=== Input ===

Issue #442, opened 2019-09-20
Fix  Travis on Devel branch


traversaro:

traversaro:
Now Travis is failing due to https://github.com/robotology/yarp/issues/2086 .

PR #443, opened 2019-09-30
gazebo_yarp_imu: add multipleanalogsensors interface

Nicogene:
This PR add the multiple analog interface to the `gazebo_yarp_imu` plugin.

Please review code.

(TESTED)

### DIFF
--- a/plugins/imu/include/gazebo/IMU.hh
+++ b/plugins/imu/include/gazebo/IMU.hh
@@ -10,6 +10,7 @@
 
 #include <gazebo/common/Plugin.hh>
 
+#include <yarp/dev/IMultipleWrapper.h>
 #include <yarp/dev/PolyDriver.h>
 
 #include <string>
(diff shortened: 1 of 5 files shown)


traversaro:
cc @nunoguedelha @prashanthr05 can you have a look? Thanks!

traversaro:
Travis is failing due to https://github.com/robotology/gazebo-yarp-plugins/issues/442 (TL;DR: we need to use YARP devel in the Travis script).

Nicogene:
This path has been successfully tested with these patches: 

https://github.com/robotology/icub-gazebo/pull/71 and https://github.com/robotology/icub-main

## iCubGui + inertial
ezgif com-video-to-gif(2)
## iCubGui + WBD
ezgif com-video-to-gif(3)

traversaro:
Thanks a lot @Nicogene ! Do you think it is possible to keep the plugin compatible with the old configuration data? As we have a few models around that assume the old format and we also keep models in a repo that does not have `master` and `devel` branches, and it would be nice to offer a smooth transition path. A possible strategy is to check for a parameter that enables the parsing according to the new format, and instead fallback to the old format, printing a deprecation. As soon as we can start working on gazebo-yarp-plugins 3.4 , we can drop this old compatibility logic, and just use the new logic that you prepared. Furthermore, can you update the changelog?

plugins/imu/include/gazebo/IMU.hh
```diff
@@ -45,11 +46,15 @@ namespace gazebo
...
         GazeboYarpIMU();
         virtual ~GazeboYarpIMU();
-        virtual void Load(sensors::SensorPtr _sensor, sdf::ElementPtr _sdf);
+        void Load(sensors::SensorPtr _sensor, sdf::ElementPtr _sdf) override;
 
     private:
         yarp::os::Property m_parameters; 
         yarp::dev::PolyDriver m_imuDriver;
+        yarp::dev::PolyDriver m_MASWrapper;
+        yarp::dev::PolyDriver m_AdditionalWrapper;
```
prashanthr05: Could you document why this additional wrapper is necessary?

traversaro:
For using the legacy behavior, we can just check if `device inertial` is present in the config file.

plugins/imu/include/yarp/dev/IMUDriver.h
```diff
@@ -55,24 +60,188 @@ class yarp::dev::GazeboYarpIMUDriver:
...
+    /* IThreeAxisGyroscopes methods */
+    /**
+     * Get the  number of three axis gyroscopes in the device
+     * @return 1
+     */
+    size_t getNrOfThreeAxisGyroscopes() const override;
+
+    /**
+     * Get the status of three axis gyroscope
+     * @param[in] sens_index sensor index (must be 0 in the case BoschIMU)
```
prashanthr05: `in the case BoschIMU` can be removed?

plugins/imu/include/yarp/dev/IMUDriver.h
```diff
@@ -55,24 +60,188 @@ class yarp::dev::GazeboYarpIMUDriver:
...
+    bool getOrientationSensorFrameName(size_t sens_index, std::string &frameName) const override;
+
+    /**
+     * Get orientation sensor measurements
+     * @param[in] sens_index sensor index (must be 0 in the case BoschIMU)
+     * @param[out] out RPY Euler angles in deg
+     * @param[out] timestamp timestamp of measurement
+     * @return true/false success/failure
+     */
+    bool getOrientationSensorMeasureAsRollPitchYaw(size_t sens_index, yarp::sig::Vector& rpy, double& timestamp) const override;
```
traversaro: I would just drop all the documentation of this methods. The methods are already documented in YARP, and copy pasting the docs just make them prone to be outdated if the YARP docs are updated.

prashanthr05:
I think the documentation could include how to write a sample configuration file accounting for the new features and the usual table for specifying the required parameters must be updated.

Otherwise, the code lgtm!

Nicogene:
Changes requested addressed, I updated the documentation and I add a fallback open in case you have a old version of the ini file

plugins/imu/include/yarp/dev/IMUDriver.h
```diff
@@ -55,24 +60,80 @@ class yarp::dev::GazeboYarpIMUDriver:
...
+    yarp::dev::MAS_status genericGetStatus(size_t sens_index) const;
+    bool genericGetSensorName(size_t sens_index, std::string &name) const;
+    bool genericGetFrameName(size_t sens_index, std::string &frameName) const;
+    bool genericGetMeasure(size_t sens_index, yarp::sig::Vector& out, double& timestamp, size_t startIdx) const;
+
     yarp::sig::Vector m_imuData; //buffer for imu data
     yarp::os::Stamp m_lastTimestamp; //buffer for last timestamp data
-    yarp::os::Semaphore m_dataMutex; //mutex for accessing the data
+    mutable yarp::os::Semaphore m_dataMutex; //mutex for accessing the data
+    std::string m_sensorName{"sensor_imu_gazebo"};
```
traversaro: Gazebo has a Sensor::Name method, I think we can use that one for both the sensor and the frame, at least for now. We can read it in the `Load` and then pass it to the device via the yarp parameters.

Nicogene: Done :+1:

traversaro: Sorry, I think it makes more sense (for eventual consistency with the real robot) to use the `::Name` method, not the `ScopedName` that will contains also the model name and the world name.

plugins/imu/src/IMU.cc
```diff
@@ -57,18 +75,92 @@ void GazeboYarpIMU::Load(sensors::SensorPtr _sensor, sdf::ElementPtr _sdf)
...
+        legacy_behaviour = true;
+    }
+
+    if (legacy_behaviour) {
+        m_parameters.put(YarpIMUScopedName.c_str(), m_scopedSensorName.c_str());
+        m_parameters.put("sensor_name",_sensor->Name());
+        if (!m_imuDriver.open(m_parameters)) {
+            yError() << "GazeboYarpIMU Plugin Load failed: error in opening yarp driver";
+        }
+        return;
```
prashanthr05: In this case, I assume we are inducing a wrong behavior, by not attaching itself to the analog server?

Nicogene: Actually inside this if statement there is the code as it was before, then if you have the old ini file it will open as `device` the `ServerInertial` and as `subdevice` the `GazeboYarpIMU`. No attach is required in this case as before.

plugins/imu/include/yarp/dev/IMUDriver.h
Nicogene: I used the `_sensor->Name()` check line 145 of IMU.cc

plugins/imu/src/IMU.cc
prashanthr05: Ah okay..! Understood, since we are dealing with `ServerInertial`. Thanks @Nicogene !

traversaro:
A few Travis build fails due to https://github.com/robotology/yarp/issues/2086 ,  but the rest is green. @prashanthr05 if you can approve, then we can merge.

plugins/imu/include/yarp/dev/IMUDriver.h
traversaro: You are right, I was confused by the old code that used `ScopedName` instead, thanks!

PR #457, opened 2019-12-02
Add gazebo_yarp_contactforcetorques

traversaro:
Add gazebo plugin simulating the estimation of contact force torques

This plugin does not simulate any physical sensor, but it simulates the output of the estimators of external contact force torques,
similarly to how the gazebo_yarp_basestate plugin simulates the output of floating base position estimators.

On real robot, the contact forcetorques are estimated by a dedicated software based on the available sensor measurements (such as motor currents, six axis force-torque sensors measures and distribute tactile sensor measurements) and/or a-priori assumptions on the location of the contact (for example on industrial manipulators the external contact is usually assume to be only possible on the end-effector). For example, on the iCub robot the [`wholebodydynamics` software](https://github.com/robotology/whole-body-estimators) based on the [`iDynTree::ExtWrenchesAndJointTorquesEstimator` class](https://robotology.github.io/idyntree/master/classiDynTree_1_1ExtWrenchesAndJointTorquesEstimator.html) is responsible for such an estimation. In a simulation, it is possible to obtain directly this information for the simulator state and inputs, if it is necessary to have a "perfect" estimate.

For more info, see the docs in the doxygen block of the GazeboYarpContactForceTorques, and the example in ` tutorial/model/contactforcetorques`.

### DIFF
--- a/plugins/CMakeLists.txt
+++ b/plugins/CMakeLists.txt
@@ -1,5 +1,6 @@
 add_subdirectory(camera)
 add_subdirectory(clock)
+add_subdirectory(contactforcetorques)
 add_subdirectory(controlboard)
 
 # Disable externalwrench plugin if Gazebo version is < 8.0
--- a/plugins/contactforcetorques/CMakeLists.txt
+++ b/plugins/contactforcetorques/CMakeLists.txt
@@ -1,0 +1,16 @@
+# Copyright (C) 2019 Fondazione Istituto Italiano di Tecnologia
+# Authors: see AUTHORS file.
+# CopyPolicy: Released under the terms of the LGPLv2.1 or later, see LGPL.TXT
+
+include(AddGazeboYarpPluginTarget)
+
+add_gazebo_yarp_plugin_target(LIBRARY_NAME contactforcetorques
+                              INSTALL_DESTINATION ${CMAKE_INSTALL_LIBDIR}
+                              INCLUDE_DIRS include/gazebo 
+                                           include/yarp/dev
+                              SYSTEM_INCLUDE_DIRS ${GAZEBO_YARP_COMMON_HEADERS} ${Boost_INCLUDE_DIRS} ${GAZEBO_INCLUDE_DIRS} ${SDFORMAT_INCLUDE_DIRS} ${PROTOBUF_INCLUDE_DIRS}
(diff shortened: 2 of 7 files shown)


traversaro:
The macOS failure is a unrelated to the PR, due to the new protobuf homebrew bottle.

Known issues: 
* Only a limited combinations of additional frames is currently supported, see https://github.com/robotology/gazebo-yarp-plugins/pull/457/files#diff-07f2c66ba9e962f4a48d69055a97a8cfR299 
* You need to also add a contact sensor to all the collisions attached to the link of which you want to measure the contact force, see for example https://github.com/robotology/gazebo-yarp-plugins/pull/457/files#diff-2e8dbd17a8bb2f9b9ee0316d2e3002ceR46 .

traversaro:
Further work is necessary, so this will not go in the 3.3 release.

GiulioRomualdi:
Hi @traversaro, I've just noticed this PR. Let me know if it is ready to be reviewed.

traversaro:
At the moment to get this PR to merge we need either to finish the implementation (see https://github.com/robotology/gazebo-yarp-plugins/pull/457/files#diff-07f2c66ba9e962f4a48d69055a97a8cfR299) or modify the docs to match the current status. I do not plan to work on it for the near future, so if anyone wants to work on it I would be happy to  provide support. 

To clarify, note that the main objective of this plugin is to provide the external contact force information in the same format used by `wholebodydynamcis`, but **without the need of actually running `wholebodydynamics`** . This is useful for: 
* Avoid the need to launch an external `yarprobotinterface` just to run  `wholebodydynamics`, simplifying the setup of simulations 
* Permit to run in simulation software that requires external contact force estimates (such as https://github.com/robotology/whole-body-controllers or https://github.com/robotology/walking-controllers) on models that are not equipped with internal six-axis FT sensors, that are the sensors used by wholebodydynamics to provide its estimates. 

fyi @robotology/iit-dynamic-interaction-control

prashanthr05:
I tested this PR in its current status with the modifications to iCubGazeboV2_5 in https://github.com/prashanthr05/icub-models/commit/cb6496c8791f47730ef04eec0ec66f740bfd5c13

It seems to be working as expected.

prashanthr05:
I tested this with WalkingModule. 
- At higher rates of this device, the robot keeps falling after two steps.
- At a nominal rate of 100 Hz, the Walking module fails to read the wrenches from the ports and closes.

Instead, WalkingModule does not fail/stop with wholebodydynamics device running.

traversaro:
@S-Dafarra @GiulioRomualdi @prashanthr05 I am going to close this for now, if anyone want to work again on it feel free to resume from this PR, thanks!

===

> **What is expected**
Based on the listing, determine the number of lines that include the string "buffer", and give that number without further text.

> **Written response**
2